Bruce Baum. The Rise and Fall of the Caucasian Race: A Political History of Racial Identity. New York: New York University Press. 2006. Pp. x, 342. $45.00.

The term "Caucasian" is commonly used in everyday American life and widely accepted as a synonym for the racial designation "white." Bruce Baum's sweeping history of the changing social and scientific usages of this putative racial category, however, provides ample evidence that the concept of a "Caucasian race" is in fact a remarkably arbitrary and peculiar phenomenon. This book makes an important contribution to the existing literature, which contains no comparable analysis of the development of this significant social construct. 1
      Baum surveys important developments in popular and scientific racial thought from 1000–2005 A.D., focusing on the evolution of the general concept of race and the changing status of "white" people(s) within that.
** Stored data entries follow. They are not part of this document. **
PR #2291, opened 2023-11-08
feat(FN-1295): back link and error positioning

JoshBinns2000:
# Introduction

The position of the error summary box and back button on some of the utilisation report upload pages doesn't match the designs.

# Resolution

The back link is placed into the top-level `index.njk` function so that it appears directly below the header. The back link can be used in a specific njk file by setting the `backLink` object via `{% set backLink = { href: '/[path]' } %}`. The back link will not appear if your njk template file doesn't include this line. The resulting appearance of `confirm-and-send.njk` and `check-the-report.njk` are shown below.

The error summary box is moved above the `<h1>` in the relevant njk file.

image
image

### DIFF
--- a/portal/templates/index.njk
+++ b/portal/templates/index.njk
@@ -33,6 +33,17 @@
 
     <div class="govuk-width-container">
 
+      {% from "govuk/components/back-link/macro.njk" import govukBackLink %}
+      {% if backLink and backLink.href %}
+        {{ govukBackLink({
+          text: "Back",
+          href: backLink.href,
+          attributes: {
+              "data-cy": "back-link"
+          }
+        }) }}
+      {% endif %}
+
       <main class="govuk-main-wrapper govuk-main-wrapper--auto-spacing" id="main-content" role="main">
         {% block content %}{% endblock %}
       </main>
--- a/portal/templates/index.njk
+++ b/portal/templates/index.njk
@@ -21,6 +21,7 @@
   <body class="govuk-template__body ">
 
     <script src="/assets/js/jsEnabled.js" type="text/javascript" integrity="sha512-+oUPyU7P4RBV7u2B6RkjEWzdtDSbzvPyIOKS7YelVhYUftt4L261FozUDCXcQG6ITqkIPfZW91okPyupbLd0xA==" crossorigin="anonymous"></script>
+    {% from "govuk/components/back-link/macro.njk" import govukBackLink %}
     {% include "_partials/skip-link.njk" %}
 
     {% if user and user.roles and user.roles.includes('admin') %}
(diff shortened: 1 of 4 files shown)


portal/templates/index.njk
```diff
@@ -33,6 +33,17 @@
 
     <div class="govuk-width-container">
 
+      {% from "govuk/components/back-link/macro.njk" import govukBackLink %}
```
toddym42, line 36: I think I would expect all imports at the top of the file. Does that work here?

portal/templates/index.njk
```diff
@@ -33,6 +33,17 @@
...
+      {% if backLink and backLink.href %}
+        {{ govukBackLink({
+          text: "Back",
+          href: backLink.href,
+          attributes: {
+              "data-cy": "back-link"
```
toddym42, line 42: Indenting is slightly off here. Looks like 2 spaces in this file, though I see this is not consistent across all .njk files.

portal/templates/index.njk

He traces the emergence of a socially influential conception of a European-centered Caucasian race to the work of Johann Friedrich Blumenbach, whose 1795 work, On the Natural Varieties of Mankind, divided humanity into the five major "varieties" of Caucasian, Mongolian, Ethiopian, American, and Malay. "Caucasians," according to Blumenbach, were understood to include "the inhabitants of Europe (except the Lapps and the remaining descendants of the Finns) and those of Eastern Asia, as far as the river Obi, the Caspian Sea and the Ganges; and lastly, those of Northern Africa" (p. 76). . . .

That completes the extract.